Let be $E$ a vector space such that $\dim E = 2$.
Let be $G$ a finite subgroup of $GL_2(\mathbb{R})$ such that $G$ generates a subalgebra $\mathcal{A}$ of $\mathcal{L}(E)$ : linear maps from $E$ to $E$ such that $\dim A = 3$.
Show that, for all $f \in G, f^2 = \textrm{Id}$, $\textrm{Id}$ being the identity map.
It is a duplicate of this unanswered question: Order in finite subgroup of GL(E) ; a comment remarks that $\dim (<g_1, \ldots, g_p>) = 2$ where $G = \{ g_1, \ldots, g_p \}$ with $p = \textrm{card } G$ with no proof.
Attempts:
First, as $G$ is a finite subgroup, for all $f \in G$, $f^p = \textrm{Id}$.
So : $\det(f^p) = 1$, i.e. $\det(f)^p = 1$, then as determinant of a real matrix, $\det(f) \in \mathbb{R}$, so that $\det(f) = \pm 1$.
This gives us $f(f - (\textrm{tr} f) f) = \pm \textrm{Id}$ (characteristic polynomial in dimension $2$). Then : $f^{-1} = \pm (f - (\textrm{tr} f) f)$.

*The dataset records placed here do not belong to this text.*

PR #19509, opened 2022-12-06
Add limitation notes for create shared channel

devjha-ms:
https://domoreexp.visualstudio.com/MSTeams/_workitems/edit/2755442

Specifying more than one member while creating the shared channel is not allowed. The request will fail with similar error as below when more than one member is specified:

"message": "{"errors":[{"message":"In App-context, the specified Users in the request must be a team owner.","errorCode":"Unknown"}],"operationId":"db7fba4e777f7a499015cb5c464afe22"}",


api-reference/beta/api/channel-post.md
```diff
@@ -14,7 +14,9 @@ Namespace: microsoft.graph
 [!INCLUDE [beta-disclaimer](../../includes/beta-disclaimer.md)]
 
 Create a new [channel](../resources/channel.md) in a team, as specified in the request body.
-> **Note:** You can add a maximum of 200 members when you create a private channel.
+> **Note**: You can add a maximum of 200 members when you create a private channel.
+
+> **Note**: Specifying more than one member while creating the shared channel is not supported.
```
Danielabom, line 19: @devjha-ms ,  there isn't technically a rule against having multiple notes in a section, but we would want to avoid that because having two notes like that will dilute the stand-out factor of the notes.
I have a couple of options for you: 
We could combine them in one single note.
Move the notes to different locations so they're separate. 
Convert one of the notes to normal text. 
Also, is the second note a Known issue or just the default behavior? We could turn it into the standard text if it's the default behavior.

api-reference/v1.0/api/channel-post.md
```diff
@@ -12,7 +12,8 @@ doc_type: apiPageType
 Namespace: microsoft.graph
 
 Create a new [channel](../resources/channel.md) in a team, as specified in the request body.
-> **Note:** You can add a maximum of 200 members when you create a private channel.
+> **Note**: You can add a maximum of 200 members when you create a private channel.
+> **Note**: Specifying more than one member while creating the shared channel is not supported.
```
Danielabom, line 16: @devjha-ms , there isn't technically a rule against having multiple notes in a section, but we would want to avoid that because having two notes like that will dilute the stand-out factor of the notes.
I have a couple of options for you:
We could combine them in one single note.
Move the notes to different locations so they're separate.
Convert one of the notes to normal text.
Also, is the second note a Known issue or just the default behavior? We could turn it into the standard text if it's the default behavior

Danielabom (changes requested):
@devjha-ms. Thank you for working on this PR. I have some comments and questions. Let me know what you think and I'll be happy to make the edits myself.

api-reference/beta/api/channel-post.md
```diff
@@ -14,7 +14,7 @@ Namespace: microsoft.graph
 [!INCLUDE [beta-disclaimer](../../includes/beta-disclaimer.md)]
 
 Create a new [channel](../resources/channel.md) in a team, as specified in the request body.
-> **Note:** You can add a maximum of 200 members when you create a private channel.
+> **Note**: While creating a channel, only one members can be specified for shared channel however maximum of 200 members can be specified for private channel.
```
Danielabom, line 17:
```suggestion
> **Note**: While creating a channel, you can only add one member per shared channel; however, you can add up to 200 members per private channel.
```

api-reference/v1.0/api/channel-post.md
```diff
@@ -12,7 +12,7 @@ doc_type: apiPageType
 Namespace: microsoft.graph
 
 Create a new [channel](../resources/channel.md) in a team, as specified in the request body.
-> **Note:** You can add a maximum of 200 members when you create a private channel.
+> **Note**: While creating a channel, only one members can be specified for shared channel however maximum of 200 members can be specified for private channel.
```
Danielabom, line 15:
```suggestion
> **Note**: While creating a channel, you can only add one member per shared channel; however, you can add up to 200 members per private channel.
```

Danielabom (approved):
@devjha-ms, thank you for working on this PR. I made some small changes. The content looks good. Changes approved.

What I'd like: to show that $p$ is necessarily even, so that I can have a $+\textrm{Id}$ and $\textrm{tr} f = 2$ so that I can conclude.
Now, I'm stuck.
- $p$ is necessarily even if, for example, I can show that $-\textrm{Id} \in G$, so that $(-\textrm{Id})^p = \textrm{Id}$ is equivalent to $p$ even.
I might have solved it.
Here is an idea:
As $\det f = \pm 1$ and $\dim E = 2$, then $\det f = ab, (a, b) \in \mathbb{R}^2$, so that $(a, b) \in \{ (1, 1), (-1, -1), (1, -1), (-1, 1) \}$. Then, there is three cases which give rise to 3 different trace values, namely: 2, -2, 0. The case 0 is trivial. 2 also, because it gives $f = \textrm{Id}$ and $-2$ is the case when $f = -\textrm{Id}$.
At the end, for all $f \in G, f^2 = \textrm{Id}$.